◆ **TASK MATERIAL**
PR #236, opened 2020-12-11
Deprecate CentOS 6

uilianries:
Another distro reached EOL and I didn't find an `old-releases` equivalent for CentOS6. This situation is bad, because now we can't update our images based on CentOS, making other PRs broken.

My idea is deprecate Cent OS 6 on this PR, ~and open a new one replacing by Cent OS 7.~

Cent OS 6 uses glibc 2.12
Cent OS 7 uses glibc 2.17

/cc @ericLemanissier 

UPDATE:

* Add CentOS 7 is no longer needed, as CCI (official) doesn't use those images, only based on Ubuntu.


Croydon (approved):
I'm not sure if we actually want to add another CentOS based image. I think in the long-term it would be awesome if we could build our compilers ourselves (hello GCC and LLVM Conan packages!) and then choose an actively supported LTS distro as a base image for all containers.

The huge advantage for CentOS was the old glibc versions, making binaries compatible with pretty much every supported distribution, but we don't use it in CCI anyway and I [just migrated Bincrafters away from it too](https://github.com/bincrafters/bincrafters-package-tools/commit/ba165ad14c7090f7d47c2500ae1fd97a834935de)

jgsogo (approved):

uilianries:
> I'm not sure if we actually want to add another CentOS based image. I think in the long-term it would be awesome if we could build our compilers ourselves (hello GCC and LLVM Conan packages!) and then choose an actively supported LTS distro as a base image for all containers.
> 
> The huge advantage for CentOS was the old glibc versions, making binaries compatible with pretty much every supported distribution, but we don't use it in CCI anyway and I [just migrated Bincrafters away from it too](https://github.com/bincrafters/bincrafters-package-tools/commit/ba165ad14c7090f7d47c2500ae1fd97a834935de)

Same feeling. We don't use for CCI too, the only propose would be for community, but we don't want to maintain it we don't use directly. Indeed, adding compiler packages is the future IHMO.

Issue #240, opened 2021-01-04
Are Clang 3.8, GCC 4.6 and and GCC 4.8 images still used?


Croydon:
Are Clang 3.8, GCC 4.6 and and GCC 4.8 images still used? Do they have known users?

My question is basically if it is worth to continue maintaining them

PR #241, opened 2021-01-05
Eating Our Own Ice Cream: Use Conan's CMake recipe

Croydon:
Changelog: Feature: Use a Conan build of CMake for our build images

https://en.wikipedia.org/wiki/Eating_your_own_dog_food#Alternative_terms 

Let's try this first with CMake and get some experience. Later we can 
  * move more dependencies like this.
  * Particular the compilers itself once GCC and LLVM recipes are ready for that. This would makes us vastly more independent of specific Ubuntu versions.
  * @madebr is working on a Python recipe, maybe this will work well too ✌️ 

_____________________

- [x] Requires https://github.com/conan-io/conan-center-index/pull/4147

_____________________

Some explanations:
  * GCC 4.6 is too old to build CMake. Hence we download the official binaries von Kitware. This works because this image is 64 bit and there is no GCC 4.6 32 bit container.  Kitware does not provide 32 bit binaries. (And these old containers should probably be removed anyways, https://github.com/conan-io/conan-docker-tools/issues/240)
  * Our CMake recipe is building CMake with CMake
  * Bootstraping of CMake works via `make`
  * For most other compiler versions, except the newest, we do have 32 bit containers. Here, we can not use the official binaries, but rather we compile the source code and bootstrap a CMake build via `make`. 
  * Under regular circumstances, we already have Conan packages for CMake available which can be just downloaded. However, who knows what could happen, so these containers should be able to bootstrap. Only when the Conan remote offers no CMake packages to download, we build the Conan CMake recipe with the CMake binary we acquired previously
  * The final image only contains a CMake which was build via Conan (except the GCC 4.6 image)
  * In the future, we might want to add a bootstrap option directly to the CMake Conan recipe, but for now, this is fine
  * This also works good as a proof-of-concept and this workflow can be used eventually for the compilers, the Python runtime and probably other packages too. But let's see how this performs in practice with CMake as this is ready-to-go right now and much less complex than those other packages

### DIFF
--- a/clang_9/Dockerfile
+++ b/clang_9/Dockerfile
@@ -1,4 +1,4 @@
-FROM ubuntu:eoan
+FROM ubuntu:eoan AS basics
 
 LABEL maintainer="Luis Martinez de Bartolome <luism@jfrog.com>"
 
@@ -56,15 +56,6 @@ RUN dpkg --add-architecture i386 \
     && update-alternatives --install /usr/bin/cpp cpp /usr/bin/clang++-9 100 \
     && ln -s /usr/include/locale.h /usr/include/xlocale.h \
     && rm -rf /var/lib/apt/lists/* \
-    && wget -q --no-check-certificate https://cmake.org/files/v${CMAKE_VERSION_MAJOR_MINOR}/cmake-${CMAKE_VERSION_FULL}-Linux-x86_64.tar.gz \
-    && tar -xzf cmake-${CMAKE_VERSION_FULL}-Linux-x86_64.tar.gz \
-       --exclude=bin/cmake-gui \
-       --exclude=doc/cmake \
-       --exclude=share/cmake-${CMAKE_VERSION_MAJOR_MINOR}/Help \
-       --exclude=share/vim \
-    && cp -fR cmake-${CMAKE_VERSION_FULL}-Linux-x86_64/* /usr \
-    && rm -rf cmake-${CMAKE_VERSION_FULL}-Linux-x86_64 \
-    && rm cmake-${CMAKE_VERSION_FULL}-Linux-x86_64.tar.gz \
     && wget -q --no-check-certificate -O /usr/local/bin/jfrog https://api.bintray.com/content/jfrog/jfrog-cli-go/\$latest/jfrog-cli-linux-amd64/jfrog?bt_package=jfrog-cli-linux-amd64 \
     && chmod +x /usr/local/bin/jfrog \
     && groupadd 1001 -g 1001 \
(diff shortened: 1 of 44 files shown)


Croydon:
Ready!

clang_9/Dockerfile
```diff
@@ -90,9 +81,35 @@ RUN dpkg --add-architecture i386 \
...
+    && make -s -j`nproc` \
+    && make -s install > /dev/null \
+    && cd - \
+    && rm -rf cmake-* \
+    # Install Packages which we want to deploy
+    # Install CMake + move license files to specific licenses/cmake subdirectory for deploy
+    && conan install cmake/${CMAKE_VERSION_FULL}@ --build missing -g deploy \
+    && cd cmake/licenses \
+    && mkdir cmake \ 
+    && ls | grep -v cmake | xargs mv -t cmake
```
madebr, line 103: I don't completely understand everything you do here, but would it also be possible to
use a `conanfile.py` script with a `deploy` method here?
When/if multiple conan packages will get pre-installed, then it would be a matter of updating the conanfile, instead of all dockerfiles.

Croydon: The CMake version is already in every `Dockerfile`. 

And in the feature we will have much less `Dockerfile`s to maintain either due to something like #204 or by using `ARGS` for values which differ between the `Dockerfile`s, or both. The second thing is something I would like to check out next, as mass editing of so many  `Dockerfile`s continuously lead to errors.

Either way, currently there are differences. For instance, in the GCC 4.8 image we always have to rebuild CMake, as the package is build in the GCC 4.9 image with a newer GLIBC/GLIBCXX versions and can not run on the GCC 4.8 image.

Newer CMake versions might also not compile anymore in old compiler. And thinking ahead, I believe newer Python versions already have issues with too old distro versions IIRC. 🤔  

All in all, I don't think a single `conanfile.py` would really simplify much right now, but might be worth considering in the future again

Croydon:
May I get some feedback here? @uilianries @danimtb @czoido 😃

uilianries (approved):
LGTM I like this idea

jgsogo (changes requested):
Hi! I'm a bit concerned about these changes to these images.

I totally agree we should eat our own dog food and, if these docker images were distributed ONLY to outside parties, I'd totally support installing these tools using Conan. It totally makes sense: Conan generates docker images and uses Conan to install tools 💯 

BUT, these images are used in `conan-center-index` too, these images are the ones we use to compile and generate packages, this CMake is the one we use to compile the packages (`cmake/3.18.5` too). If we break `cmake` package and update the docker image, _we can't recover_, we won't be able to compile CMake in `conan-center-index` because the installed CMake is broken.

This is very unlikely, but there is a risk (and some headache) we can avoid. We can talk about this, but we need to be sure about what we are doing and why, it requires some consensus. Maybe we need to differentiate between the images we use in C3i (use an independent mechanism to install tools) and other ones we could start to _distribute_ as "Conan images ready to build your binaries".

uilianries:
I like how @jgsogo predict possible failures involving CCI and CDT, indeed the risk is real.

What about installing a specific package revision? So we could prevent any possible broken package.

uilianries:
@Croydon Sorry for creating a conflict with your PR :disappointed:

Croydon:
I think splitting containers would be the worst possible thing we could do, so personally, I'm against that.

You have a good point to worry about a dead lock situation.

Some ideas:
  * we leave it as it is, if
    *  a new recipe revision breaks, we can update the containers by specifying a specific revision
    * the entire Conan remote breaks, we could still check out the recipe from git and leave the rest unchanged
  * we specify right now a specific recipe revision, however, that would mean constant updating work and might be super annoying and confusing. To minimize this, we might want to only update the revision when updating the CMake version itself
  * we check out the recipe right now from git, but this might be an unnecessary complication for an unlikely dead lock situation, in which case we could still do this

Croydon:
I pinned the CMake recipe revision

Croydon:
As another note, it is pretty unlikely that we deploy new Docker images with a broken CMake since the CI here is building Conan packages with CMake in the tests

Croydon:
Closing this as it would require a complete rewrite by now.

However, some of the concepts are merged by now, like using different container layers, so that temporary files don't get into the final container, using more parameters to configure things and starting to use Conan packages for creating the containers itself (https://github.com/conan-io/conan-docker-tools/pull/370) 👏

uilianries:
@Croydon Thank you for sharing this idea. Indeed we started to think about using Conan packages instead of APT packages on "modern" Docker images. Binutils is a good start because we didn't find the latest version available from an external PPA and building from source would consume even more time when creating a Docker image. As next step, probably we will internalize other tools which are available in Conan Center, or convert them to Conan packages, e.g. git.

PR #243, opened 2021-01-19
Install JFrog CLI for all CCI images

uilianries:
As Conan Center Index is doing internal changes, JFrog CLI will be required.

I didn't add for x86 images because they are optional and not used by CCI.

### DIFF
--- a/build.py
+++ b/build.py
@@ -291,6 +291,14 @@ class ConanDockerTools(object):
                 "arch_build=%s -s os_build=Linux --build" % (self.service, arch),
                 shell=True)
 
+        try:
+            subprocess.check_call(
+                "docker exec %s ls /usr/local/bin/jfrog" % self.service, shell=True)
+        except:
+            pass
+        else:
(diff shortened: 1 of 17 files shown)


jgsogo (changes requested):
We should better use documented install command: https://jfrog.com/getcli/ 

```
wget -qO - https://releases.jfrog.io/artifactory/api/gpg/key/public | sudo apt-key add -;
echo "deb https://releases.jfrog.io/artifactory/jfrog-debs xenial contrib" | sudo tee -a /etc/apt/sources.list;
sudo apt update;
sudo apt install -y jfrog-cli;
```

Croydon:
It only provides debs for bionic, eon, focal and xenial, so it won't work for all images

uilianries:
Yes, that's why I downloaded directly. 

The script provided by Jfrog runs wget, but downloads to the current folder.
Basically, I'm running GetCi.sh from JFrog

jgsogo (commented):
👍

danimtb (approved):

PR #245, opened 2021-02-09
Bump Conan version to 1.33.1

danimtb:
Changelog: Feature: Bump Conan version to 1.33.1

### DIFF
--- a/conan_tests/Dockerfile
+++ b/conan_tests/Dockerfile
@@ -8,11 +8,13 @@ RUN sudo apt-get update \
     && sudo apt-get update \
     && sudo apt-get -qq install -y --no-install-recommends \
     python-software-properties \
+    python3.5 \
     python3.6 \
     python3.7 \
     python3.8 \
     python-setuptools \
     python-dev \
+    python3.5-dev \
     python3.6-dev \
     python3.7-dev \
     python3.8-dev \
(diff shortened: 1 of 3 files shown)


uilianries (approved):

conan_tests/Dockerfile
```diff
@@ -24,12 +22,14 @@ RUN sudo apt-get update \
...
     && wget --no-check-certificate --quiet -O /tmp/get-pip.py https://bootstrap.pypa.io/get-pip.py \
-    && sudo python3 /tmp/get-pip.py \
-    && sudo pip install "virtualenv<20.0.0" \
-    && pip3 install PyGithub \
-    && pip3 install meson
+    && sudo python3.8 /tmp/get-pip.py \
+    && sudo python3.8 -m pip install --upgrade pip \
+    && sudo python3.8 -m pip install "virtualenv<20.0.0" \
+    && sudo python3.8 -m pip install PyGithub \
+    && sudo python3.8 -m pip install meson
```
Croydon, line 32: Why installing meson? We are adding meson as a build dependency to all recipes

uilianries: I don't know, it was already there when I arrived. :stuck_out_tongue_closed_eyes: But indeed it doesn't make sense as we have Menson installer.

uilianries: I'll remove it on next commit. Azure test image is broken too. get-pip now uses f-string, which means /usr/bin/python3 must be 3.6 or higher

uilianries: @Croydon now I see: https://github.com/conan-io/conan-docker-tools/pull/175 introduces Meson, but it's for internal tests or to run another stuff internally in CCI. I won't remove now because probably it will affect CCI directly. :sweat:

PR #246, opened 2021-02-09
Fix Conan Test bad imports

uilianries:
Unfortunately, #245 broke ConanCI tests.

We needed to update conanio/conantests because get-pip.py now uses f-string (since 3.6), but the default version was 3.5.

Also, conantests has a mix of python versions from APT and pyenv. This mess caused a confusion in my mind. I forced /usr/bin/python3.8 as default version, but actually the default python runner is provided by pyenv (3.5.7).

As we are running pyenv, I believe those python versions from APT are unnecessary, we can install all them from pyenv and activate when necessary. 

From now, it will run Python 3.8.1 by default. But older versions are all installed too.

/cc @Croydon 

### DIFF
--- a/conan_tests/Dockerfile
+++ b/conan_tests/Dockerfile
@@ -9,8 +9,13 @@ RUN sudo apt-get update \
     && PYTHON_CONFIGURE_OPTS="--enable-shared" pyenv install 3.5.7 \
     && PYTHON_CONFIGURE_OPTS="--enable-shared" pyenv install 3.6.9 \
     && PYTHON_CONFIGURE_OPTS="--enable-shared" pyenv install 3.8.1 \
-    && pyenv global 3.8.1 \
-    && python -m pip install --upgrade pip "virtualenv<20.0.0" PyGithub conan meson
+    && pyenv global 3.8.1
+
+RUN python -m pip install --upgrade pip
+RUN python -m pip install meson
+RUN python -m pip install "virtualenv<20.0.0"
+RUN python -m pip install PyGithub
+RUN python -m pip install conan
 
 USER conan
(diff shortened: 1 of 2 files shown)


conan_tests/Dockerfile
```diff
@@ -3,33 +3,14 @@ FROM conanio/gcc5
...
-    && sudo ln -sf /usr/bin/python3.8 /usr/bin/python3 \
-    && wget --no-check-certificate --quiet -O /tmp/get-pip.py https://bootstrap.pypa.io/get-pip.py \
-    && sudo python3.8 /tmp/get-pip.py \
-    && sudo python3.8 -m pip install --upgrade pip \
-    && sudo python3.8 -m pip install "virtualenv<20.0.0" \
-    && sudo python3.8 -m pip install PyGithub \
-    && sudo python3.8 -m pip install meson
+    && PYTHON_CONFIGURE_OPTS="--enable-shared" pyenv install 2.7.16 \
+    && PYTHON_CONFIGURE_OPTS="--enable-shared" pyenv install 3.5.7 \
+    && PYTHON_CONFIGURE_OPTS="--enable-shared" pyenv install 3.6.9 \
```
uilianries, line 10: Don't need 3.7.5, already installed from conanio/gcc5

SSE4 (changes requested):
may you add some tests to prevent such breakage in future?

czoido:
Thanks a lot @uilianries, I have ported these changes to https://github.com/conan-io/conan_ci_jenkins/tree/master/docker_images/conantests now we can remove the image from this repo or rename it. It will be uploaded to dockerhub from conan_ci_jenkins

PR #242, opened 2016-04-05
Update dispute test to better match docs

matthewarkin:
mainly doing this to not have to install php 5.4


matthewarkin:
just wanted to run that through travis

PR #244, opened 2016-04-13
allow retrieval, listing, and creation of subs, change URL to v1/subs

jxu577:
cc @kyleconroy @cupcait

### DIFF
--- a/lib/Subscription.php
+++ b/lib/Subscription.php
@@ -5,26 +5,36 @@ namespace Stripe;
 class Subscription extends ApiResource
 {
     /**
-     * @return string The API URL for this Stripe subscription.
+     * @param string $id The ID of the subscription to retrieve.
+     * @param array|string|null $opts
+     *
+     * @return Subscription
      */
-    public function instanceUrl()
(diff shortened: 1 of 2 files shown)


brandur:
@jxu577 Looks promising so far!

I'm not totally sure how you want to proceed here, so let me know what you're thinking.

And also just a heads up: it looks like at least one of the test failures is related to your changes.

jxu577:
Yep, that is a known error. I was going to tag the subs team for review on these, so you don't need to worry about reviewing things :) unless you would like to for consistency sake.

GrahamCampbell:
These changes are major and breaking though.

brandur:
> These changes are major and breaking though.

@GrahamCampbell Hey! How so? This is largely an internal re-arrangement of the API and shouldn't really have much of an effect at all on the API exposed by the bindings (i.e. retrieval will still work, but now it goes to a different URL).

kyleconroy:
@jxu577 this looks good! Tests will pass once the discount endpoint is up and running.

kyleconroy:
:+1: :ship: once we're ready to go

PR #260, opened 2016-05-25
Support order returns.

rasmusrygaard:
r? @stripe/api-libraries 
cc @jimdanz

### DIFF
--- a/init.php
+++ b/init.php
@@ -54,6 +54,7 @@ require(dirname(__FILE__) . '/lib/FileUpload.php');
 require(dirname(__FILE__) . '/lib/Invoice.php');
 require(dirname(__FILE__) . '/lib/InvoiceItem.php');
 require(dirname(__FILE__) . '/lib/Order.php');
+require(dirname(__FILE__) . '/lib/OrderReturn.php');
 require(dirname(__FILE__) . '/lib/Plan.php');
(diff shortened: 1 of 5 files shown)


rasmusrygaard:
I think we need to upgrade the API version to avoid these test failures, thoughts on whether or not that's doable? I believe we'll need the new version in the Java libraries as well

brandur:
Looks good to me! +1.

> I think we need to upgrade the API version to avoid these test failures, thoughts on whether or not that's doable? I believe we'll need the new version in the Java libraries as well

[I was just checking the changes](https://stripe.com/docs/upgrades?since=2015-08-19#api-changelog) and nothing seems insurmountable. I recently went through the process of upgrading the version on the Go bindings and it was time consuming, but ultimately not too bad.

I think we should just go for it and fix anything that does happen to come up.

brandur:
I just triggered the upgrade and restarted the build.

brandur:
@rasmusrygaard I think you might have branched off quite an old `master`. If you pull the latest and rebase, you should be able to get the test suite to pass.

rasmusrygaard:
That could very well be. Rebased and it looks like we're in the clear

brandur:
Released as 3.14.0.

PR #262, opened 2016-05-31
Add few class' constants corresponding to subscription statuses

bocharsky-bw:


brandur:
Hi @bocharsky-bw,

This looks useful, thank-you! Could we also do the following:

1. Alphabetize the list so if new statuses are added, they'll have a logical home.
2. Prefix the names with `STATUS_` to make it obvious what they are and to avoid any future naming collisions.
3. Adding a comment above the list of constants indicating that they're possible representations of the status field.

brandur:
Hey @bocharsky-bw, thanks for making those changes!

It looks like CI is failing here due to some whitespace being detected at the end of one of the new lines. Would you mind taking a look (and squashing the change) if possible? Thanks!

And feel free to bump the PR when you're done so that I don't forget to take a look at it again :)

bocharsky-bw:
@brandur Fixed!

brandur:
LGTM.

Thanks!

brandur:
Released as 3.18.0.

PR #263, opened 2016-06-03
add SKU inventory to $nestedUpdatableAttributes

guillaumehenriot:
r? @brandur 

Added the SKU inventory to the $nestedUpdatableAttributes array to allow updates.
Also I added inventory as to a new line to avoid putting it in the middle of the account ones but it's not the cleanest.


brandur:
LGTM.

Thanks!

brandur:
Released as 3.14.2.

◆ **WHAT THIS TASK INVOLVES**
Out of the material above, output word for word the line with "suite to pass.", the line with "Hey @bocharsky-bw, thanks", and all lines between them, with nothing else.

◆ **TASK ANSWER**
@rasmusrygaard I think you might have branched off quite an old `master`. If you pull the latest and rebase, you should be able to get the test suite to pass.

rasmusrygaard:
That could very well be. Rebased and it looks like we're in the clear

brandur:
Released as 3.14.0.

PR #262, opened 2016-05-31
Add few class' constants corresponding to subscription statuses

bocharsky-bw:


brandur:
Hi @bocharsky-bw,

This looks useful, thank-you! Could we also do the following:

1. Alphabetize the list so if new statuses are added, they'll have a logical home.
2. Prefix the names with `STATUS_` to make it obvious what they are and to avoid any future naming collisions.
3. Adding a comment above the list of constants indicating that they're possible representations of the status field.

brandur:
Hey @bocharsky-bw, thanks for making those changes!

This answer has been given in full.